→ **DATA**

PR #5801, opened 2022-10-05
fix: query error propagation

### LINKED ISSUE #5799: Querier OOM protection should result in proper gRPC status code
Currently the querier OOM protection results in "internal" or "invalid argument" error codes -- depending on the interface you use. It should return a proper "resource exhausted" error code.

→ **WHAT THIS TASK INVOLVES**
Could you copy each line above word for word?

→ **RESPONSE TO THE EXERCISE**
PR #5801, opened 2022-10-05
fix: query error propagation

### LINKED ISSUE #5799: Querier OOM protection should result in proper gRPC status code
Currently the querier OOM protection results in "internal" or "invalid argument" error codes -- depending on the interface you use. It should return a proper "resource exhausted" error code.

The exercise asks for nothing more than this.